Pikkuli launches its edu content developer network

Pikkuli content – animation series, books, and emotion cards, as well as applications – are already in use in many kindergartens around Finland. A nationwide network of top early childhood education professionals has been gathered around Pikkuli to develop a unified Pikkuli pedagogy. In addition to Finland, the distribution of pedagogical content is aimed at international markets, as the Pikkuli animation series is already known in dozens of countries.
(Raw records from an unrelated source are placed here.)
PR #511, opened 2024-03-19
Temporarily set anomaly score for rule 921110 to 5 in dev

leejacobson-moj:
## Overview

Temporarily set modsec anomaly score for rule 921110 to 5 in dev to test request blocking logic


nathanrussell-moj-digital (approved):
LGTM 👍 

Let's hope this works, and if it does then perhaps we can do the same with rule `942230` (SQL injection) which we currently have disabled altogether 🤞

PR #516, opened 2024-03-20
RR-732 - Return aria text for qualifications back links

mattwills-moj-digital:
This PR introduces `dynamicAriaTextResolver` to get the aria text for a given URI back link. I've started with the add qualification mini flow, which results in the aria text:

image

The plan is to add the aria text for the remaining back links. For example, we need to replace wherever we have:

```
getBackLinkAriaText(_req: Request): string {
   return 'Back to <TODO - check what CIAG UI does here>'
}
```
With:
```
getBackLinkAriaText(req: Request): string {
   return getDynamicBackLinkAriaText(req, this.getBackLinkUrl(req))
}
```
And also add the required URI and text to the `dynamicAriaTextResolver`.


nathanrussell-moj-digital (approved):
LGTM 👍

PR #517, opened 2024-03-21
RR-590 - Fixes the logic to determine status of Curious courses

nathanrussell-moj-digital:
This PR fixes the logic to determine status of Curious courses, along with changes to associated code

The basic idea is that a Curious course has one of 4 statuses - In Progress, Completed, Withdrawn and Temporarily Withdrawn.
The problem is that the Curious API contains a field called `completionStatus` that, according to their swagger spec, returns what looks like it should be an enum:
Screenshot 2024-03-21 at 08 21 10

However, on looking at example records we get back from Curious `dev`, the field appears to be some kind of free text, where we have seen examples like:
```
completionStatus: 'The learner has withdrawn from the learning activities leading to the learning aim'
```

To date we have only needed to know whether a Curious course has been completed, so we have used the `courseCompletionDate` field - if the field has a value we assume the course was completed.

This no longer works for us, as we now need to know the full range of statuses, as we need to group and display on screen courses that are In Progress, Completed, Withdrawn and Temporarily Withdrawn.

Meganexus have not been very forthcoming with any help in this area; but Ben Pearce has done some fine investigation and analysis work, and has discovered that the Curious UI has a drop down for this status with 4 choices .... where the onscreen label appears to be the value we are receiving back in the API:
image

From this it looks like the API does indeed return an enum (of sorts) for the `completionStatus` field (though it is nothing like what their swagger spec says! 🙄 ). I say "enum of sorts" because it's not the way we would do it, and presumably if the screen values ever change, then so does the API response.


integration_tests/e2e/overview/educationAndTrainingTab.cy.ts
```diff
@@ -354,7 +354,7 @@ context('Prisoner Overview page - Education And Training tab', () => {
   describe('should display a link to view all courses and qualifications', () => {
     it(`should link to the courses and qualifications page`, () => {
       // Given
-      cy.task('stubGetInductionShortQuestionSet')
+      cy.task('stubLearnerEducationWithCoursesQualificationsCompletedInLast12Months')
```
nathanrussell-moj-digital, line 357: This cypress test might need some love in a future PR as I'm not convinced either the test or the implementation is 100% correct. The change I've made to the stub here is enough to keep it passing, but I think we'll be looking at this test again in the near future.

server/@types/viewModels/index.d.ts
```diff
@@ -107,7 +107,7 @@ declare module 'viewModels' {
     courseName: string
     courseCode: string
     courseStartDate: Date
-    courseCompleted: boolean
+    courseStatus: 'COMPLETED' | 'IN_PROGRESS' | 'WITHDRAWN' | 'TEMPORARILY_WITHDRAWN'
```
nathanrussell-moj-digital, line 110: Update our view model by removing the `courseCompleted: boolean` field, and replacing it with a `courseStatus` field of an enum('ish) type.
Essentially this is the main ask of this PR - we need our view model representation of a Curious course to have a definitive status so that we can group and display them onscreen.

Everything else in this PR is to support this view model change, be it changes to the mapper, tests, test data builders etc

server/data/mappers/inPrisonEducationMapper.test.ts
```diff
@@ -1,139 +1,172 @@
...
-      grade: null, // expect grade to be null (because there is no outcome grade or outcome)
-      source: 'CURIOUS',
-    }
-
-    // When
-    const actual = toInPrisonEducation(apiLearnerEducation)
-
-    // Then
-    expect(actual).toEqual(expectedInPrisonEducation)
+  describe('toCourseStatus', () => {
```
nathanrussell-moj-digital, line 141: New tests for the new `toCourseStatus` function

server/data/mappers/inPrisonEducationMapper.test.ts
```diff
@@ -1,139 +1,172 @@
...
-      grade: null,
-      source: 'CURIOUS',
-    }
-
-    // When
-    const actual = toInPrisonEducation(apiLearnerEducation)
-
-    // Then
-    expect(actual).toEqual(expectedInPrisonEducation)
+  describe('toInPrisonEducation', () => {
```
nathanrussell-moj-digital, line 10: This looks like a lot of change, but its actually just indentation because I've wrapped the existing tests in a `describe('toInPrisonEducation', () => {` block to separate them from the new tests I've written below

server/data/mappers/inPrisonEducationMapper.ts
```diff
@@ -19,4 +19,40 @@ const toInPrisonEducation = (apiLearnerEducation: LearnerEducation): InPrisonEdu
   }
 }
 
-export default toInPrisonEducation
+/**
```
nathanrussell-moj-digital, line 22: Hopefully my doc here is sufficient and will prevent someone tripping over this in the future

mattwills-moj-digital: It's very good 🙌

server/data/mappers/inPrisonEducationMapper.test.ts
mattwills-moj-digital: I wish whitespace changes were hidden by default, without having to select that option and reload the page (or adding `&w=1` to the URL).

mattwills-moj-digital (approved):
A fine piece of work 🙌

At the heart of the brand are social and emotional skills

About a hundred applications were received by the Pikkuli pedagogues’ developer network, from which 20 experts were selected to create a basis for Pikkuli pedagogy. “The animation series was made as touching and fun as possible, and the educational use has come afterward. That is why we need a pedagogical model around the Pikkuli stories and also comprehensive teaching packages for children of different ages,” says Metsämarja Aittokoski, Pikkuli’s developer.

Remote meetings in active use

The inaugural meetings of the developer network were held as video calls. “Remote meetings were a great solution! If there had been no gathering restrictions caused by the corona, we would probably have started with meetings in southern Finland, which would have eliminated some great participants. In addition, everyone is now used to working remotely, which enables full cooperation both in Finland and internationally. I think this is a good indication of how companies can adapt to interest rate restrictions,” describes Meri Seistola, the operational director for the educational developers’ network.

Pikkuli TV series development started in 2013. “We weren’t planning to produce an educational concept back but after the production was ready in July 2015 we contacted Turku University Department of education. The researchers analyzed all 26 episodes and, according to that study, the Pikkuli TV series can be used especially for teaching social and emotional skills. With Pikkuli the children can learn to identify and name feelings, as well as learn social skills like teamwork and problem solving,” says Metsämarja Aittokoski. After that study Pikkuli got accepted to xEdu, which is an accelerator of educational start-ups, operating in Finland. There are also experiments made with the autistic children how holding Pikkuli toys help them. “Getting to know the character from the TV series helps kids with sensory defensiveness disorder like the child doesn’t like to be touched or cuddled,” says the study.